2024年10月27日《苏东坡新传》第8期,第二章 变法与党争 三 陈希亮 (P83-91)
约了7:30开读,清茶家里来了客人,我和雨言唠嗑半小时,读书半小时。仍是感叹生字太多,不认识的字一律读“啥”。摘录:
三、陈希亮
陈希亮身材矮小、清瘦,而为人刚劲,面目严冷,两眼澄澈如水,说话斩钉截铁,常常当面指责别人的过错,不留情面。士大夫宴游间,但闻陈希亮到来,立刻阖座肃然,语笑寡味,饮酒不乐起来。他对待僚属,自然更加严厉,竟然有很多人吓得对他不敢仰视。
苏轼性豪阔,不会官僚滑头,而做事却勇于负责,意见不同时,便要据理力争。这二十七八岁的签判,年少气盛,就不免形诸辞色,一点不肯屈就退让。
陈希亮也有意要裁抑这个锋芒太露的后辈,对他也一样地端起架子,毫不客气,使苏轼更难忍受。府衙中的吏役,为了对这位制科出身的判官表示敬重,大家尊称之为“苏贤良”,这颇类似现代人之称某博士者一样,实是一件平常小事。不料被陈知府听到了,大怒,愤然骂道:“府判官就是府判官,有什么贤良不贤良的。”把那吏役打了板子,这当然使苏轼十分难堪。

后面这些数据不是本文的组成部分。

PR #3851, opened 2021-02-08
switch encoding and finishing log to debug

vincentDcmps:
## Description

hello, when I have import large album file I have a lot of log entry from convert plugging for notify beginning and finishing encoding
that cause that sometime you don't see that beet is waiting an input, I suggest to switch this two entry in debug log

### DIFF
--- a/beetsplug/convert.py
+++ b/beetsplug/convert.py
@@ -200,10 +200,7 @@ class ConvertPlugin(BeetsPlugin):
         assert isinstance(source, bytes)
         assert isinstance(dest, bytes)
 
-        quiet = self.config['quiet'].get(bool)
-
-        if not quiet and not pretend:
-            self._log.info(u'Encoding {0}', util.displayable_path(source))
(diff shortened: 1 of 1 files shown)


jackwilsdon:
Is there a reason you aren't running it in quiet mode by setting `quiet: true` in your configuration?

vincentDcmps:
because with the quiet mode you don't have input selection isn't it?

wisp3rwind:
@vincentDcmps I think @jackwilsdon is referring to the [`quiet` flag of the convert plugin](https://beets.readthedocs.io/en/latest/plugins/convert.html#configuration), not the global quiet setting.

There might still be some room for improvement, if someone would work out how to best address the following situation: You might want to suppress convert progress output during imports, but not when running `beet convert ...`. There's currently no way to configure beets to do so.

vincentDcmps:
ok my bad I haven't read documentation correctly quiet mod work for my use case

PR #3859, opened 2021-02-22
Add strip_path to mpdstats

akelge:
## Description

Add `strip_path` option to mpdstats plugin. Combined with `music_directory` option it can help mangling the path received from MPD daemon to match beets library one.

## To Do

### DIFF
--- a/beetsplug/mpdstats.py
+++ b/beetsplug/mpdstats.py
@@ -127,8 +127,9 @@ class MPDClientWrapper(object):
         entry = self.get('currentsong')
         if 'file' in entry:
             if not is_url(entry['file']):
-                file = entry['file'].replace(self.strip_path, '', count=1)
-                result = os.path.join(self.music_directory, file)
+                if entry.startswith(self.strip_path):
+                    entry = entry[len(self.strip_path):]
+                result = os.path.join(self.music_directory, entry)
             else:
                 result = entry['file']
         return result, entry.get('id')
--- a/beetsplug/mpdstats.py
+++ b/beetsplug/mpdstats.py
@@ -127,9 +127,10 @@ class MPDClientWrapper(object):
         entry = self.get('currentsong')
         if 'file' in entry:
             if not is_url(entry['file']):
-                if entry.startswith(self.strip_path):
-                    entry = entry[len(self.strip_path):]
-                result = os.path.join(self.music_directory, entry)
+                file = entry['file']
+                if file.startswith(self.strip_path):
+                    file = file[len(self.strip_path):]
+                result = os.path.join(self.music_directory, file)
             else:
                 result = entry['file']
         return result, entry.get('id')
--- a/beetsplug/mpdstats.py
+++ b/beetsplug/mpdstats.py
@@ -53,6 +53,13 @@ class MPDClientWrapper(object):
         self.music_directory = mpd_config['music_directory'].as_str()
         self.strip_path = mpd_config['strip_path'].as_str()
 
+        # Ensure strip_path end with '/'
+        if not self.strip_path.endswith('/'):
+            self.strip_path += '/'
+
+        self._log.debug('music_directory: {0}', self.music_directory)
+        self._log.debug('strip_path: {0}', self.strip_path)
+
         if sys.version_info < (3, 0):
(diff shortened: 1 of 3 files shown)


beetsplug/mpdstats.py
```diff
@@ -118,12 +121,16 @@ def currentsong(self):
...
+        In some cases, we need to remove the local path from MPD server,
+        we replace 'strip_path' with ''.
+        `strip_path` defaults to ''.
         """
         result = None
         entry = self.get('currentsong')
         if 'file' in entry:
             if not is_url(entry['file']):
-                result = os.path.join(self.music_directory, entry['file'])
+                file = entry['file'].replace(self.strip_path, '')
```
sampsyo, line 132: Is it perhaps worrisome that this will replace *all* occurrences of `strip_path` from the string—not just the leftmost one?

beetsplug/mpdstats.py
```diff
@@ -53,6 +53,9 @@ def __init__(self, log):
         self.music_directory = (
             mpd_config['music_directory'].as_str())
 
+        self.strip_path = (
+            mpd_config['strip_path'].as_str())
```
sampsyo, line 57: This can probably fit one one line (and therefore not need the somewhat odd-looking parentheses), right?

docs/plugins/mpdstats.rst
```diff
@@ -53,6 +53,9 @@ configuration file. The available options are:
 - **music_directory**: If your MPD library is at a different location from the
   beets library (e.g., because one is mounted on a NFS share), specify the path
   here.
+- **strip_path**: If your MPD library contains local path, specify the part to remove
+  here. Combining this with **music_directory** you can mangle MPD path to match the 
+  **beets library** one.
```
sampsyo, line 58: I would probably not bold **beets library** because it is not the name of an option.

sampsyo (commented):
Looks pretty straightforward; thanks!! There are a couple of comments within. Could you please also add a changelog entry?

beetsplug/mpdstats.py
akelge: Done, moved to one line

docs/plugins/mpdstats.rst
akelge: Fixed, makes sense

beetsplug/mpdstats.py
akelge: Added count=1 to replace to stop at first occurence

jackwilsdon: I don't think this will guarantee the first occurrence still? I think something like the following is probably best:

```Python
file = entry['file']

if file.startswith(self.strip_path):
    file = file[len(self.strip_path):]
```

It seems like Python 3.9+ has `removeprefix` but I think we still support <3.9.

sampsyo: Yes indeed, thanks @jackwilsdon! A little utility function that behaves like `removeprefix` may be in order.

akelge: I see your point, indeed a safer approach

akelge: I changed the code accordingly, please check latest commit

beetsplug/mpdstats.py
```diff
@@ -50,8 +50,9 @@ class MPDClientWrapper(object):
     def __init__(self, log):
         self._log = log
 
-        self.music_directory = (
-            mpd_config['music_directory'].as_str())
+        self.music_directory = (mpd_config['music_directory'].as_str())
+
+        self.strip_path = (mpd_config['strip_path'].as_str())
```
sampsyo, line 55:
```suggestion
        self.music_directory = mpd_config['music_directory'].as_str()
        self.strip_path = mpd_config['strip_path'].as_str()
```
No need for parentheses now (or the blank line).

sampsyo (commented):
Looks about right to me! Just one style suggestion within and we should be good to go. :sparkles: :rocket:

beetsplug/mpdstats.py
akelge: Fixed in last commit :)

sampsyo (approved):
Looks good to me; thanks for following through!!

PR #3868, opened 2021-03-06
Web artpath fix

### LINKED ISSUE #3866: web: GET /album/<n> hides artpath even when INCLUDE_PATHS is set
### Problem

`beet web` provides GET operations to fetch track items and albums. By default this removes paths
from the returned data, but the config setting INCLUDE_PATHS should allow the paths to be returned.

This works correctly for GET /item/... but not GET /album/... In the album case, the artpath is unconditionally deleted from the results.

### Setup

Add to config file:

web:
    include_paths: true

Use `beet web` to make a webserver available and do a GET /album/N, where N is the album id of an album in the database which has a cover art set. The JSON result should include the 'artpath' value but does not.

* OS: Linux (Debian Testing)
* Python version: 3.9.1-1
* beets version: 1.4.9-7
* Turning off plugins made problem go away (yes/no): bug in web plugin

Note this is a small issue, although I have hit it. I have a fix (and a regression test) which I will submit as a small PR once my first PR has been finished (so I can learn from the mistakes I made in that!).

GrahamCobb:
## Description

Fixes #3866.  

Change web/__init__.py to only remove `artpath` if `include_paths` is false.

## To Do

- [X] Documentation. No substantive change but made /art clearer.
- [X] Changelog. Added to bugs list.
- [X] Tests. Tests added.

### DIFF
--- a/beetsplug/web/__init__.py
+++ b/beetsplug/web/__init__.py
@@ -59,7 +59,10 @@ def _rep(obj, expand=False):
         return out
 
     elif isinstance(obj, beets.library.Album):
-        del out['artpath']
+        if app.config.get('INCLUDE_PATHS', False):
+            out['artpath'] = util.displayable_path(out['artpath'])
+        else:
+            del out['artpath']
         if expand:
             out['items'] = [_rep(item) for item in obj.items()]
         return out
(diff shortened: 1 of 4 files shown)


sampsyo (approved):
Wahoo; seems perfect! Many thanks for the quick work!! :tada:

PR #3869, opened 2021-03-08
Web regex fix

### LINKED ISSUE #3867: web: web page search box doesn't work for regex searches
### Problem

This is not a problem in the web API itself, but in the web pages which provide the simple web user interface.

Bringing up the web interface and entering a query such as ``somefield::.`` never returns any results.
The problem is that the web page ends up double URI encoding the search before passing it to GET /item/query.

I have a fix (in `static/beets.js`) which I can submit once the current PR is done.

However, I have no idea how to create a test for this as it would mean starting the webserver, submitting an HTTP request and checking the resulting (complex) HTML. Does anyone have any example of doing that in the beets pytest environment? I know very little python and nothing about pytest but I may be able to steal a similar test if one exists!

EDIT: Actually, it is the last step - parsing and checking the resulting HTML which is hard (the rest is what the tests already do - but they are dealing with JSON responses, not HTML responses). Does anyone have any tools or examples of checking HTML responses? Or do I just do some simple string searches and hope nothing changes too much to change the page in the future?

GrahamCobb:
## Description

Fixes #3867. 

After discussion in #3867, this fix prevents replacement of `\` in web queries if and only if they include `::`, indicating that they are regex queries.

Several new tests have been created to test various queries of items and albums.

No documentation changes as this is expected behaviour.

## To Do

### DIFF
--- a/beetsplug/web/__init__.py
+++ b/beetsplug/web/__init__.py
@@ -244,7 +244,9 @@ class QueryConverter(PathConverter):
 
     def to_python(self, value):
         queries = value.split('/')
-        return [query.replace('\\', os.sep) for query in queries]
+        """Do not do path substitution on regex value tests"""
+        return [query if '::' in query else query.replace('\\', os.sep)
+                for query in queries]
 
     def to_url(self, value):
         return ','.join([v.replace(os.sep, '\\') for v in value])
--- a/docs/changelog.rst
+++ b/docs/changelog.rst
@@ -186,6 +186,8 @@ New features:
 
 Fixes:
 
+* :bug:`/plugins/web`: Allow use of backslash in regex web queries.
+  :bug:`3867`
 * :bug:`/plugins/web`: Fixed a small bug which caused album artpath to be
   redacted even when ``include_paths`` option is set.
   :bug:`3866`
--- a/test/test_web.py
+++ b/test/test_web.py
@@ -26,12 +26,22 @@ class WebPluginTest(_common.LibTestCase):
         # Add library elements. Note that self.lib.add overrides any "id=<n>"
         # and assigns the next free id number.
         # The following adds will create items #1, #2 and #3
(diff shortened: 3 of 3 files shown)


sampsyo:
Overall looking good! It seems like the test is failing on Windows currently, presumably due to differences in `os.sep`.

GrahamCobb:
Is there any way to get the log of the failing test on Windows? I don't own a single Windows system any more!

If not, I guess I could just try changing all the paths I can find in the tests to use os-independent tools and then submit for another go. But it would be nice to know I an fixing the right things :-)

sampsyo:
Sure thing! It's in our GitHub checks, from AppVeyor. You can find them under the little red "X" next to your most recent commit. Here's the most recent direct link to the AppVeyor job: https://ci.appveyor.com/project/beetbox/beets/builds/38118248

GrahamCobb:
My fix for Windows still doesn't work. Is there any way to run the CI Windows test without updating a PR? (I.e. on my changes before committing them?). Without a Windows system.

I am assuming not. So, I am going to create another separate PR which I will use just for forcing the tests to run and getting the output to examine. This should eventually be rejected, but I don't want to pollute the commit history for the mainline with lots of debug stuff by doing it in this PR.

sampsyo:
One option is to "mock" the `os` module to force a particular platform. You can see some of this going on in the `test_query` tests:
https://github.com/beetbox/beets/blob/3e8261393d57e33edd7e7956b71245f3d249d7c7/test/test_query.py#L589-L591

GrahamCobb:
Thanks. I have spent a few hours playing with that but can't get it to work for me. I will go back to the brute force method of a useless PR.

GrahamCobb:
I believe this is now complete - please consider merging it. I will open a new PR in a new branch for the readonly feature.

sampsyo:
Wow! Nice work tracking down a way around the test issues, and also great work cleaning up some miscellaneous issues in the tests. These look great; thank you!!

苏轼虽然以最大的政治热忱上书时宰,力求稍解老百姓衙前之役的困苦,但是韩琦方欲持重,决不能用这新进的书生之言。
自来凤翔,他对于这么许多牵连不断的吏事,厌倦不堪,以为除了浪费生命之外,身名两皆无益。案牍劳形,问囚理讼,不知所为何来,从前所学,完全抛弃,而一官在身,却又不得不奔走劳役,弄得心神俱疲。他在《和子由闻子瞻将如终南太平宫溪堂读书》诗中,大发牢骚:役名则已勤,徇身则已媮。我诚愚且拙,身名两无谋。始者学书判,近亦知问囚。但知今当为,敢问向所由。士方其未得,惟以不得忧。既得又忧失,此心浩难收。…………然而,在这一年中,苏轼仍有出其所学,极论民生国是两篇大文章,一是《上韩魏公论场务书》,以所见凤翔老百姓为衙前之役所困,请求政府行宽大久长之政;二是《思治论》,指出嘉祐政治之弊,症结在于没有一定的国策,所以法弊而事无成。